> _Requirement_:
Determine how many lines in the records below include the word "Magnetic" and output that number alone.

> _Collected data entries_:
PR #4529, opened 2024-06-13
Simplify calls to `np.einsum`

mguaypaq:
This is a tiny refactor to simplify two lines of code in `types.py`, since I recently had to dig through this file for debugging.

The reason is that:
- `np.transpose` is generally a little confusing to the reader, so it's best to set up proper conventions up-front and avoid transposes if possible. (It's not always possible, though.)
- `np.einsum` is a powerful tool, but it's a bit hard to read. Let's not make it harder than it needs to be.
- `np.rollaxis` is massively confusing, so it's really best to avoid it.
==
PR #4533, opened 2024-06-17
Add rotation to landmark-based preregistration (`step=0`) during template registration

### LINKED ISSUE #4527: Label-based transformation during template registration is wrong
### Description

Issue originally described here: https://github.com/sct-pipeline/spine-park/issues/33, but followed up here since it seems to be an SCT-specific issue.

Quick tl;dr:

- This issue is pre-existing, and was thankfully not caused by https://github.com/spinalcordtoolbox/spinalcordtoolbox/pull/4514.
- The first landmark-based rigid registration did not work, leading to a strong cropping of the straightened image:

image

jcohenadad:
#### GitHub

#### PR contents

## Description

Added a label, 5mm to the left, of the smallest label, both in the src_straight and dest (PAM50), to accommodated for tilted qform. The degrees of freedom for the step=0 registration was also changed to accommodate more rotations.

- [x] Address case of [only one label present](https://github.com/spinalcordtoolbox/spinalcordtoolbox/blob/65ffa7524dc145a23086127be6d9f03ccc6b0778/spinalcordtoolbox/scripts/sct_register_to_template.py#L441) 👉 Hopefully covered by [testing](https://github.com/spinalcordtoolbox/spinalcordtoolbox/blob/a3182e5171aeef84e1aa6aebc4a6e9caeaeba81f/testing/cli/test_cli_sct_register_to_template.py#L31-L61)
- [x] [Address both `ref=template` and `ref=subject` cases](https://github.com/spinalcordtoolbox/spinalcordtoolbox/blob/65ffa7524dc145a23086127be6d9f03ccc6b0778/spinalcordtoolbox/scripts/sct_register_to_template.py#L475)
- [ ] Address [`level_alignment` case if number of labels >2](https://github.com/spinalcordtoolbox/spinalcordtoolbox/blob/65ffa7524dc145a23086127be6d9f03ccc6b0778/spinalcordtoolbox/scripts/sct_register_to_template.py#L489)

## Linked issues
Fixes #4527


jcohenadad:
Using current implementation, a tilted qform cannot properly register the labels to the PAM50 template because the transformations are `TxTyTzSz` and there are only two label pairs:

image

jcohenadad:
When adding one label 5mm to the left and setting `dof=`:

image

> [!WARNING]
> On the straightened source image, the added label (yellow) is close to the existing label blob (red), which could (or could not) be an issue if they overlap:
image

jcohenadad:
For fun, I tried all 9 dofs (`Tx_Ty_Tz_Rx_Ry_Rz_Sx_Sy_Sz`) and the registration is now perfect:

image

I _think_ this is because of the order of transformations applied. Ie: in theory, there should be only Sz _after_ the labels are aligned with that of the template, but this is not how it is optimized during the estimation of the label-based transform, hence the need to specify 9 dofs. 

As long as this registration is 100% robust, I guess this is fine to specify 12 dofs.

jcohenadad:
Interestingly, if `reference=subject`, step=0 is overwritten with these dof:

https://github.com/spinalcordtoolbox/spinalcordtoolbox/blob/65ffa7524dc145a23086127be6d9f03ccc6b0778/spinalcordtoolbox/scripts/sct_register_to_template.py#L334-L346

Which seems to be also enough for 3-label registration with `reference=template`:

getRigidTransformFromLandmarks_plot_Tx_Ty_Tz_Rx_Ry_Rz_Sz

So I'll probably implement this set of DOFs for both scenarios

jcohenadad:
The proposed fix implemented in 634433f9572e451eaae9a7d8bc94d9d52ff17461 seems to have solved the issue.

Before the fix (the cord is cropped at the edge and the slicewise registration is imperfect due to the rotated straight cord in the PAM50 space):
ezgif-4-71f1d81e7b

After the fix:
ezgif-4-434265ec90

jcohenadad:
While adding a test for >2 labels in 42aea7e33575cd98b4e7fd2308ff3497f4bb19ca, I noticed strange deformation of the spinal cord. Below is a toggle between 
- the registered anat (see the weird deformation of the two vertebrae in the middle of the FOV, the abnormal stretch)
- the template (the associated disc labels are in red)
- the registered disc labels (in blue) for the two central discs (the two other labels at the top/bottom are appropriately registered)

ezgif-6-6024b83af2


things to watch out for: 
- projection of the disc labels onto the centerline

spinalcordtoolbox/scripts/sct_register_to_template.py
---
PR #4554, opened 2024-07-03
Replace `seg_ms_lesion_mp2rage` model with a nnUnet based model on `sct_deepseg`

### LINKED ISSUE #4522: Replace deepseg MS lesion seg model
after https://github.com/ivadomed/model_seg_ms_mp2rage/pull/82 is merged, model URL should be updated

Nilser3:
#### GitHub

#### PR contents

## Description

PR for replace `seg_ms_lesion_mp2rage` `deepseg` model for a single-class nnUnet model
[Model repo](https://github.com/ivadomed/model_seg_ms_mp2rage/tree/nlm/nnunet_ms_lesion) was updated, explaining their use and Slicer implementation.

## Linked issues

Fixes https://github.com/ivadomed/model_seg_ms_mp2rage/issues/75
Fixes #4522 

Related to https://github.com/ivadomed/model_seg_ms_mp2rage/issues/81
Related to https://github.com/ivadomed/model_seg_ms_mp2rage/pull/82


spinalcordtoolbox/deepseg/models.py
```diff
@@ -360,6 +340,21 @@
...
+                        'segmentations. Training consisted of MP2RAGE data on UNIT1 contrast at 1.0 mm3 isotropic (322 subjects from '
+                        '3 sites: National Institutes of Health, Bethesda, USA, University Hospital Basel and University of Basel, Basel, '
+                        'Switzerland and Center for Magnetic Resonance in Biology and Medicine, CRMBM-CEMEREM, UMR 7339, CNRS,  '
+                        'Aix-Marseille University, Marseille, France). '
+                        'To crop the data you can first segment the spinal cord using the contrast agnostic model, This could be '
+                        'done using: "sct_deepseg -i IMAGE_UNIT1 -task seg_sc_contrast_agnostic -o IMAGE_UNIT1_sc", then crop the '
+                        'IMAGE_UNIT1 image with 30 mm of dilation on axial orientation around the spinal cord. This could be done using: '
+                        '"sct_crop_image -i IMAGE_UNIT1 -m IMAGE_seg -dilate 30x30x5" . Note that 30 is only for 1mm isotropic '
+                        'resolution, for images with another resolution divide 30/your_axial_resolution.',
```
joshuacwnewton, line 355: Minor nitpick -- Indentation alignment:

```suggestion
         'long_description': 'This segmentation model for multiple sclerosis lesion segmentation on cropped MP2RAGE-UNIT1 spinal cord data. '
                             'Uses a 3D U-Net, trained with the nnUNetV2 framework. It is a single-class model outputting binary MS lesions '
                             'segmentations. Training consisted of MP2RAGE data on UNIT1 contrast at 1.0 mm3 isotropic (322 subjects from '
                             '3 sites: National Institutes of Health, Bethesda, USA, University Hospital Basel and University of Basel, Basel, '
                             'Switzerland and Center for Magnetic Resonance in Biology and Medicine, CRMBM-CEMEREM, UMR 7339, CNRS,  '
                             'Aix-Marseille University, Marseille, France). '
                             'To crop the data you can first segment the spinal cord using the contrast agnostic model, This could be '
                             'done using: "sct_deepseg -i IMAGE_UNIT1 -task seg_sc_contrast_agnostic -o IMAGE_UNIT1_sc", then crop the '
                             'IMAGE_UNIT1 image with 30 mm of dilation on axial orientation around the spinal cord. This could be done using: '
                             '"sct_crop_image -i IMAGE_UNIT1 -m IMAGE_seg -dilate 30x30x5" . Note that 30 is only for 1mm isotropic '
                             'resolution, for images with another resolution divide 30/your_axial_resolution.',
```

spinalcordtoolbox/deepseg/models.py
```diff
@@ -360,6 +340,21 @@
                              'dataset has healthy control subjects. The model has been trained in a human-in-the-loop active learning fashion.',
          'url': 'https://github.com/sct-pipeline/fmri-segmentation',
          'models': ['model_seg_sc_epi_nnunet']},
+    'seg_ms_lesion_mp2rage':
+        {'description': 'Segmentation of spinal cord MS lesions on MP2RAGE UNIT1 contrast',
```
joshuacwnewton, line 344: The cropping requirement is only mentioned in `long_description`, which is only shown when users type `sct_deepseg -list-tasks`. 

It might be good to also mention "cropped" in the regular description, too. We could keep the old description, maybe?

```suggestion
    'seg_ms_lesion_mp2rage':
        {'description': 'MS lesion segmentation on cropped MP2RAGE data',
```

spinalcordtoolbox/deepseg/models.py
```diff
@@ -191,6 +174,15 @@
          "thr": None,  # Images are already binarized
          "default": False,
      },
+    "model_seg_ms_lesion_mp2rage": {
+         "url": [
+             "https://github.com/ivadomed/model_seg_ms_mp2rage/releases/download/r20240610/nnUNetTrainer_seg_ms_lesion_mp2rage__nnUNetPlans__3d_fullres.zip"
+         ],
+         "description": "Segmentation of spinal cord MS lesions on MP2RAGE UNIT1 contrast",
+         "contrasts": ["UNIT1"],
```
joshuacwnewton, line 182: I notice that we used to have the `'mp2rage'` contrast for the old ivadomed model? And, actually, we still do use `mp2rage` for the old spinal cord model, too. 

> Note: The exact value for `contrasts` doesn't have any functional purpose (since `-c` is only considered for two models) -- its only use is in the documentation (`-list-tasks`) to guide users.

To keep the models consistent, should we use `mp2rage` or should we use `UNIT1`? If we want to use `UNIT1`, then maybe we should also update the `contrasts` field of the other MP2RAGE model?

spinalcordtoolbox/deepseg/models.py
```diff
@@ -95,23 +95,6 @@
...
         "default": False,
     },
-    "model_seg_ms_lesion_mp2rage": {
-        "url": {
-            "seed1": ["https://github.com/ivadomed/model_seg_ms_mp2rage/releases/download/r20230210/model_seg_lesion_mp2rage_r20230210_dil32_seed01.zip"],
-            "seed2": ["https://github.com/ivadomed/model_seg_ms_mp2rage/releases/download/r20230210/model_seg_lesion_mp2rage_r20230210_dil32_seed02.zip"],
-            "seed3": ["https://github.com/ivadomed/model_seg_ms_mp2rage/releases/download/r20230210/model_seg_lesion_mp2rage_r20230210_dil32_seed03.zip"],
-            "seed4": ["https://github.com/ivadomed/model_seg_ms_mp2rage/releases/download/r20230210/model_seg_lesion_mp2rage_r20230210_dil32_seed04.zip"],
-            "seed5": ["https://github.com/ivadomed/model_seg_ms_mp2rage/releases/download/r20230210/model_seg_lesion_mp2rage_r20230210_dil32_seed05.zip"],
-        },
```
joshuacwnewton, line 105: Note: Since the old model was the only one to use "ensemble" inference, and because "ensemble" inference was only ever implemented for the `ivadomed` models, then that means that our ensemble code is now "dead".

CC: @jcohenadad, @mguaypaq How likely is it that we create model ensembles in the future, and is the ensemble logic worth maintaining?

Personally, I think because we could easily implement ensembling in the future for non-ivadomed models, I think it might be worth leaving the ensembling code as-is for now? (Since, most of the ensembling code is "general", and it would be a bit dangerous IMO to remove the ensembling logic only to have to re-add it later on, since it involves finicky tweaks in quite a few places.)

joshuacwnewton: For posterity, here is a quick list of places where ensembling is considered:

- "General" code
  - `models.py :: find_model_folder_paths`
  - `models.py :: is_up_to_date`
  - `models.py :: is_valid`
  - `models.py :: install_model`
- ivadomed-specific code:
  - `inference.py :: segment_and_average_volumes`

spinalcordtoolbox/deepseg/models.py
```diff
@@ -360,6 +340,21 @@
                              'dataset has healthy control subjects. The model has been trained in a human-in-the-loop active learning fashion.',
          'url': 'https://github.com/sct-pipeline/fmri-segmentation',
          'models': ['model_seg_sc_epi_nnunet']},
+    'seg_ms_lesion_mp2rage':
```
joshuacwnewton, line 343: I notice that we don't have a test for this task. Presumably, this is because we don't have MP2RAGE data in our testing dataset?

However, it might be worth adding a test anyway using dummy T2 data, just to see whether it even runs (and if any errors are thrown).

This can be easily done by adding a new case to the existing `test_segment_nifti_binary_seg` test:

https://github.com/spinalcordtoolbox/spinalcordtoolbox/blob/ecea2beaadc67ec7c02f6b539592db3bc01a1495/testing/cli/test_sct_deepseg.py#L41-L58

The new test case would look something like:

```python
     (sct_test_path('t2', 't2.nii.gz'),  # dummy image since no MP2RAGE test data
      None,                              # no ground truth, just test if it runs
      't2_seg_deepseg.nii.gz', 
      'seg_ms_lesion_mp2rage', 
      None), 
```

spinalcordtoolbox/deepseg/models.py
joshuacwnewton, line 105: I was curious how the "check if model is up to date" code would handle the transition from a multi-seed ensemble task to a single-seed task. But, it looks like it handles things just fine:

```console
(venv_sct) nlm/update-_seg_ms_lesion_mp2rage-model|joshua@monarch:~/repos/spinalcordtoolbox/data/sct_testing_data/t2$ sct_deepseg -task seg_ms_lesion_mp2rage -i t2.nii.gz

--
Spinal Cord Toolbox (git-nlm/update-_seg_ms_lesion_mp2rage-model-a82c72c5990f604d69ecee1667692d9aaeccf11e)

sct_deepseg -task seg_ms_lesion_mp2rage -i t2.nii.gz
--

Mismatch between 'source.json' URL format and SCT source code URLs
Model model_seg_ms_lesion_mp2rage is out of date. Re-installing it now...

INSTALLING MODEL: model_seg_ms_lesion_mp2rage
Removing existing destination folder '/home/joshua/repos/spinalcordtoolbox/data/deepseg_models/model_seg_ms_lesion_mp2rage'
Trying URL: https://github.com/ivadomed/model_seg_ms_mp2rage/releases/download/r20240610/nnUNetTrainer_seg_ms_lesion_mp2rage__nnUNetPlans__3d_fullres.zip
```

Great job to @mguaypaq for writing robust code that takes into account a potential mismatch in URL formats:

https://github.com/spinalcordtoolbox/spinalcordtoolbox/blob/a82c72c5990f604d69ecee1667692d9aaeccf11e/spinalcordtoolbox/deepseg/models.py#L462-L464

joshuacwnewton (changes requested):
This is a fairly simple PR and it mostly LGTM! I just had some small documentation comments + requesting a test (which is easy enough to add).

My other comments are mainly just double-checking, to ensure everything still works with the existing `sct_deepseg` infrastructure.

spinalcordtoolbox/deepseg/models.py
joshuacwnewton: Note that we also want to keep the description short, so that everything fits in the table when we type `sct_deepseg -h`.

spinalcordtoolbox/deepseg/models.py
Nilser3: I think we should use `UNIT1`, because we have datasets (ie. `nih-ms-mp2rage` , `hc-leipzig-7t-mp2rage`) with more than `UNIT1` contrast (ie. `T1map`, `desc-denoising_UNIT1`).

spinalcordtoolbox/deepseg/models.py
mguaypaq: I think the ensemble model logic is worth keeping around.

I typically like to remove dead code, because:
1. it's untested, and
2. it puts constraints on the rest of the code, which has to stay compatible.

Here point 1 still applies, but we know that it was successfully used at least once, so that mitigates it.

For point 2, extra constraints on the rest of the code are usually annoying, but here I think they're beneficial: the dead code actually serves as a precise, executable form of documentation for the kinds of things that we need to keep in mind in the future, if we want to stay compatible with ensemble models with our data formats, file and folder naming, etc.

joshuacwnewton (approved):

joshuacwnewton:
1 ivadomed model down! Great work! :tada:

> _Answer below_:
2